[[ Material supplied, beginning ]]
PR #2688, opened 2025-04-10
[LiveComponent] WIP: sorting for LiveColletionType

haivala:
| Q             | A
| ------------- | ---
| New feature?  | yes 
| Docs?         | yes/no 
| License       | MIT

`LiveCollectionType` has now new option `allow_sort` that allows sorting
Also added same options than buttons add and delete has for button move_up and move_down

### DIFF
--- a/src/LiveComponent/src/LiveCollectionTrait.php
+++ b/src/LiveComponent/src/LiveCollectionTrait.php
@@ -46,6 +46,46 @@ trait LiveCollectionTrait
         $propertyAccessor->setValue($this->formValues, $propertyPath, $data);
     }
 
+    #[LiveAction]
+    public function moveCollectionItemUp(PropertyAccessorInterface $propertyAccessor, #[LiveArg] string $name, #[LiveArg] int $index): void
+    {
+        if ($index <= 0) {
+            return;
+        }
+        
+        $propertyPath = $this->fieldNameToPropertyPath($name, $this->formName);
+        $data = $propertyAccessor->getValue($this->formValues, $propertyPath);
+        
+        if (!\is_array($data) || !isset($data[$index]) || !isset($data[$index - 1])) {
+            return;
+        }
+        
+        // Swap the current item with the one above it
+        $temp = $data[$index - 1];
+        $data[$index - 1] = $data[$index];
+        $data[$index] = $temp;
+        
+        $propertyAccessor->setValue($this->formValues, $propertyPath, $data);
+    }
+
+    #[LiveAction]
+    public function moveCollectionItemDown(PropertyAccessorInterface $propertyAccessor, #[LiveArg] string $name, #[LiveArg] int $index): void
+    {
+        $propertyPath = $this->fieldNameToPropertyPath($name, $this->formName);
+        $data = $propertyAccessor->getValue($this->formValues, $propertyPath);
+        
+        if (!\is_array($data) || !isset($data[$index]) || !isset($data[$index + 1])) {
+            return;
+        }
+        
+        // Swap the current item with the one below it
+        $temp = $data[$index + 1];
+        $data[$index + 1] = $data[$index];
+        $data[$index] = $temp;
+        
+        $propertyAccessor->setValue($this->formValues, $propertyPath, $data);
[[ Material supplied, end ]]
[[ Material supplied, beginning ]]
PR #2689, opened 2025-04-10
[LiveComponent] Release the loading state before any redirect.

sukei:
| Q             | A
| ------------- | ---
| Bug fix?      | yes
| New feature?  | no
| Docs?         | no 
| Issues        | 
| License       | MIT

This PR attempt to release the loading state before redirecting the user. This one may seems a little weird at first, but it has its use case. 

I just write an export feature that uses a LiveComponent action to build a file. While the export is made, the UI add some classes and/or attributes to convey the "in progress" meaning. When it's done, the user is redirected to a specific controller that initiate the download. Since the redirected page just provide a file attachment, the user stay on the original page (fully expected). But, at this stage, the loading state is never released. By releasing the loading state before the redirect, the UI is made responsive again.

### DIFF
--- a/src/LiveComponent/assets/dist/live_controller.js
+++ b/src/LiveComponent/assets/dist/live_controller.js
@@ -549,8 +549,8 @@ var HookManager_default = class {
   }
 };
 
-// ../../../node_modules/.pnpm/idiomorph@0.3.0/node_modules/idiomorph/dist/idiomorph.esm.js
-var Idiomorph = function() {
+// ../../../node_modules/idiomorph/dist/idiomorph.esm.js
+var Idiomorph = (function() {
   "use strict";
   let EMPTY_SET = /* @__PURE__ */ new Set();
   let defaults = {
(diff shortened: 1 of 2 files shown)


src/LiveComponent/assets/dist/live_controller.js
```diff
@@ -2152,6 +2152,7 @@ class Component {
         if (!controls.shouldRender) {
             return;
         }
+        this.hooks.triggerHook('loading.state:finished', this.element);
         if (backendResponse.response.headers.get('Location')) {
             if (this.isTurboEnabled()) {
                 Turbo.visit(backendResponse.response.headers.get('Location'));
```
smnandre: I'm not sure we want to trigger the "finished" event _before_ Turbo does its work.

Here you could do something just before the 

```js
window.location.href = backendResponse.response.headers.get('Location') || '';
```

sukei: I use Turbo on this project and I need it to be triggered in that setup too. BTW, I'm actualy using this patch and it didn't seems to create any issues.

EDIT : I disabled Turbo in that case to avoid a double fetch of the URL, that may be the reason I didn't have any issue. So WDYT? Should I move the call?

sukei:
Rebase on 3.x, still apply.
[[ Material supplied, end ]]
About this exercise. When you reach the line containing "PR #2688, opened 2025-04-10" in the data above, start copying exactly, and stop after the line containing "-46,6 +46,46 @@ trait LiveCollectionTrait".

Solution for this exercise.
PR #2688, opened 2025-04-10
[LiveComponent] WIP: sorting for LiveColletionType

haivala:
| Q             | A
| ------------- | ---
| New feature?  | yes 
| Docs?         | yes/no 
| License       | MIT

`LiveCollectionType` has now new option `allow_sort` that allows sorting
Also added same options than buttons add and delete has for button move_up and move_down

### DIFF
--- a/src/LiveComponent/src/LiveCollectionTrait.php
+++ b/src/LiveComponent/src/LiveCollectionTrait.php
@@ -46,6 +46,46 @@ trait LiveCollectionTrait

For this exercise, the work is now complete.